Work instructions » Print, from the listing below, the lines starting at the line containing "Think we can" and ending at the line containing "PR #7025, opened 2022-10-16", exactly as they stand, and print nothing else.
(Input for this task)
PR #7014, opened 2022-10-12
Cover ttl=0 (expire always) _DNSCacheTable case

laky55555:
## What do these changes do?
Fix bug when using ttl_dns_cache=0

When using `ttl_dns_cache=0`, hostname is added to cache and on expire check there is a KeyError as it is never added into _timestamp dictionary.
Added a short description to docs ClientSession advising to use `use_dns_cache` instead of `ttl_dns_cache=0` for always expiring cache. 

Alternative to this change is to enforce user to use positive none 0 float or None for `ttl_dns_cache` during init time and in case of using 0 implicitly change `use_dns_cache` to False or raise exception.
No.

## Checklist

### DIFF
--- a/CHANGES/7014.bugfix
+++ b/CHANGES/7014.bugfix
@@ -1,0 +1,1 @@
+Fixed bug when using TCPConnector with ttl_dns_cache=0.
--- a/CHANGES/7014.bugfix
+++ b/CHANGES/7014.bugfix
@@ -1,1 +1,1 @@
-Fixed bug when using TCPConnector with ttl_dns_cache=0.
+Fixed bug when using ``TCPConnector`` with ``ttl_dns_cache=0``.
--- a/aiohttp/connector.py
+++ b/aiohttp/connector.py
@@ -678,13 +678,13 @@ class _DNSCacheTable:
     def add(self, key: Tuple[str, int], addrs: List[Dict[str, Any]]) -> None:
         self._addrs_rr[key] = (cycle(addrs), len(addrs))
 
-        if self._ttl:
+        if self._ttl is not None:
             self._timestamps[key] = monotonic()
 
     def remove(self, key: Tuple[str, int]) -> None:
         self._addrs_rr.pop(key, None)
 
-        if self._ttl:
+        if self._ttl is not None:
             self._timestamps.pop(key, None)
 
     def clear(self) -> None:
@@ -701,8 +701,6 @@ class _DNSCacheTable:
     def expired(self, key: Tuple[str, int]) -> bool:
         if self._ttl is None:
             return False
-        elif self._ttl == 0:
-            return True
 
         return self._timestamps[key] + self._ttl < monotonic()
 
@@ -719,7 +717,6 @@ class TCPConnector(BaseConnector):
         resolver
     use_dns_cache - Use memory cache for DNS lookups.
     ttl_dns_cache - Max seconds having cached a DNS entry, None forever.
-        0 expire immediately (use use_dns_cache=False instead). 10 by default.
     family - socket address family
     local_addr - local tuple of (host, port) to bind socket to
 
--- a/aiohttp/connector.py
+++ b/aiohttp/connector.py
@@ -701,6 +701,8 @@ class _DNSCacheTable:
     def expired(self, key: Tuple[str, int]) -> bool:
         if self._ttl is None:
             return False
+        elif self._ttl == 0:
+            return True
 
         return self._timestamps[key] + self._ttl < monotonic()
 
@@ -717,6 +719,7 @@ class TCPConnector(BaseConnector):
         resolver
     use_dns_cache - Use memory cache for DNS lookups.
     ttl_dns_cache - Max seconds having cached a DNS entry, None forever.
+        0 expire immediately (use use_dns_cache=False instead). 10 by default.
     family - socket address family
     local_addr - local tuple of (host, port) to bind socket to
 
--- a/tests/test_connector.py
+++ b/tests/test_connector.py
@@ -2190,7 +2190,9 @@ class TestDNSCacheTable:
 
     def test_never_expire(self) -> None:
         dns_cache_table = _DNSCacheTable(ttl=None)
+        monkeypatch.setattr("aiohttp.connector.monotonic", lambda: 1)
         dns_cache_table.add("localhost", ["127.0.0.1"])
+        monkeypatch.setattr("aiohttp.connector.monotonic", lambda: 10000000)
         assert not dns_cache_table.expired("localhost")
 
     def test_always_expire(self, monkeypatch: pytest.MonkeyPatch) -> None:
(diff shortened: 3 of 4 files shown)


tests/test_connector.py
```diff
@@ -2185,6 +2185,17 @@ async def test_expired_ttl(self, loop: Any) -> None:
         await asyncio.sleep(0.02)
         assert dns_cache_table.expired("localhost")
 
+    async def test_never_expire(self, loop: Any) -> None:
+        dns_cache_table = _DNSCacheTable(ttl=None)
+        dns_cache_table.add("localhost", ["127.0.0.1"])
+        await asyncio.sleep(0.02)
```
Dreamsorcerer: Not sure sleeping for 20ms is a fair test (or efficient). Can we just patch the monotonic() function to move the clock forward by a day or similar?

aiohttp/connector.py
```diff
@@ -701,6 +701,8 @@ def next_addrs(self, key: Tuple[str, int]) -> List[Dict[str, Any]]:
     def expired(self, key: Tuple[str, int]) -> bool:
         if self._ttl is None:
             return False
+        elif self._ttl == 0:
+            return True
```
Dreamsorcerer: Hmm, I feel that this case is not common (I'm not sure anyone else has reported the bug before), so I'd be more inclined to do an `is None` check in the other methods, rather than add additional logic here which would reduce performance in the typical case.

Dreamsorcerer: Also, it should be pretty obvious that `use_dns_cache=False` is the more efficient option.

aiohttp/connector.py
```diff
@@ -717,6 +719,7 @@ class TCPConnector(BaseConnector):
         resolver
     use_dns_cache - Use memory cache for DNS lookups.
     ttl_dns_cache - Max seconds having cached a DNS entry, None forever.
+        0 expire immediately (use use_dns_cache=False instead). 10 by default.
```
Dreamsorcerer: I'd revert this given the above comments. Also the docstring doesn't get output into the docs (You'll see the default value is already mentioned in the actual docs: https://docs.aiohttp.org/en/stable/client_reference.html#tcpconnector).

Dreamsorcerer (changes requested):

tests/test_connector.py
laky55555: Fixed

aiohttp/connector.py
laky55555: Removed

aiohttp/connector.py
laky55555: I agree. Change to `is not None` per suggestion to fix crashing on `ttl = 0`.

Also, do you think it makes sense in case when user passes number <=0 to `ttl_dns_cache` to override `use_dns_cache` to `False` as behaviour will be the same but performance would be better?

laky55555:
Thank you for reviewing the PR :smiley:

aiohttp/connector.py
Dreamsorcerer: I think if we were designing it from scratch it would make sense to have only 1 option, rather than both. Maybe it's worth removing the `use_dns_cache` option in v4...

tests/test_connector.py
```diff
@@ -2179,10 +2179,23 @@ def test_not_expired_ttl(self) -> None:
         dns_cache_table.add("localhost", ["127.0.0.1"])
         assert not dns_cache_table.expired("localhost")
 
-    async def test_expired_ttl(self, loop: Any) -> None:
+    async def test_expired_ttl(self, loop: Any, monkeypatch: Any) -> None:
```
Dreamsorcerer:
```suggestion
    async def test_expired_ttl(self, loop: Any, monkeypatch: pytest.MonkeyPatch) -> None:
```

tests/test_connector.py
```diff
@@ -2179,10 +2179,23 @@ def test_not_expired_ttl(self) -> None:
...
         dns_cache_table = _DNSCacheTable(ttl=0.01)
+        monkeypatch.setattr("aiohttp.connector.monotonic", lambda: 1)
+        dns_cache_table.add("localhost", ["127.0.0.1"])
+        monkeypatch.setattr("aiohttp.connector.monotonic", lambda: 1.02)
+        assert dns_cache_table.expired("localhost")
```
Dreamsorcerer:
```suggestion
        dns_cache_table = _DNSCacheTable(ttl=1)
        monkeypatch.setattr("aiohttp.connector.monotonic", lambda: 1)
        dns_cache_table.add("localhost", ["127.0.0.1"])
        monkeypatch.setattr("aiohttp.connector.monotonic", lambda: 3)
        assert dns_cache_table.expired("localhost")
```
Think we can just do simple numbers here, given that we are patching the clock.

CHANGES/7014.bugfix
```diff
@@ -0,0 +1 @@
+Fixed bug when using TCPConnector with ttl_dns_cache=0.
```
Dreamsorcerer:
```suggestion
Fixed bug when using ``TCPConnector`` with ``ttl_dns_cache=0``.
```

Think that'll fix the spell check problem.

tests/test_connector.py
laky55555: Added typehint + removed now obsolete `loop` fixture

tests/test_connector.py
laky55555: Makes sense, added "nicer" numbers.

CHANGES/7014.bugfix
laky55555: Thanks for the hint. :crossed_fingers:

Dreamsorcerer:
It would be preferable if you didn't keep force-pushing branches, it makes it impossible to view diffs of new changes.
Let me know when you're finished.

laky55555:
Sorry for force push, I though it would be easier to check.

From my side I think it should be ok. 
Do I need to do something about the 3.11 tests that are failing or is that expected?

Dreamsorcerer:
Looks all good to me. I'd just like to figure out what codecov is complaining about.
Looks like it says only partial coverage of the monkey patches in the `None` test. Presumably, this is because the clock functions are never called in this case? Which means we should be able to remove those 2 lines.

> Sorry for force push, I though it would be easier to check.

All good. We squash commit, so there's no point doing anything other than regular commits on the branch.

laky55555:
> Looks like it says only partial coverage of the monkey patches in the `None` test.

Thanks for the hint, hopefully that should do the trick.

Dreamsorcerer:
I remembered that we were testing that it never expires though. So, best to keep it in. We'll just ignore the partial codecov.

Dreamsorcerer:
@laky55555 If you've got time to do the backport as above, that'd be great.

laky55555:
@Dreamsorcerer thanks you for fixing the test and merging.
I followed the instructions of pathcback and hopefully backport is ok

PR #7025, opened 2022-10-16
Fix expect handler when returning a response

Dreamsorcerer:


tests/test_web_functional.py
```diff
@@ -576,6 +576,31 @@ async def expect_handler(request):
...
+    cache = {"foo": "bar"}
+
+    async def handler(request: web.Request) -> web.Response:
+        return web.Response(text="handler")
+
+    async def expect_handler(request: web.Request) -> Optional[web.Response]:
+        k = request.headers.get("X-Key")
+        cached_value = cache.get(k)
+        if cached_value:
+            return web.Response(text=cached_value)
```
Dreamsorcerer, line 589: I was trying to think of a vaguely realistic use case for this. So, my idea was something that uses a header to look for a cached response, without needing to read the body.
(End Input for this task)
Solution below »
Think we can just do simple numbers here, given that we are patching the clock.

CHANGES/7014.bugfix
```diff
@@ -0,0 +1 @@
+Fixed bug when using TCPConnector with ttl_dns_cache=0.
```
Dreamsorcerer:
```suggestion
Fixed bug when using ``TCPConnector`` with ``ttl_dns_cache=0``.
```

Think that'll fix the spell check problem.

tests/test_connector.py
laky55555: Added typehint + removed now obsolete `loop` fixture

tests/test_connector.py
laky55555: Makes sense, added "nicer" numbers.

CHANGES/7014.bugfix
laky55555: Thanks for the hint. :crossed_fingers:

Dreamsorcerer:
It would be preferable if you didn't keep force-pushing branches, it makes it impossible to view diffs of new changes.
Let me know when you're finished.

laky55555:
Sorry for force push, I though it would be easier to check.

From my side I think it should be ok. 
Do I need to do something about the 3.11 tests that are failing or is that expected?

Dreamsorcerer:
Looks all good to me. I'd just like to figure out what codecov is complaining about.
Looks like it says only partial coverage of the monkey patches in the `None` test. Presumably, this is because the clock functions are never called in this case? Which means we should be able to remove those 2 lines.

> Sorry for force push, I though it would be easier to check.

All good. We squash commit, so there's no point doing anything other than regular commits on the branch.

laky55555:
> Looks like it says only partial coverage of the monkey patches in the `None` test.

Thanks for the hint, hopefully that should do the trick.

Dreamsorcerer:
I remembered that we were testing that it never expires though. So, best to keep it in. We'll just ignore the partial codecov.

Dreamsorcerer:
@laky55555 If you've got time to do the backport as above, that'd be great.

laky55555:
@Dreamsorcerer thanks you for fixing the test and merging.
I followed the instructions of pathcback and hopefully backport is ok

PR #7025, opened 2022-10-16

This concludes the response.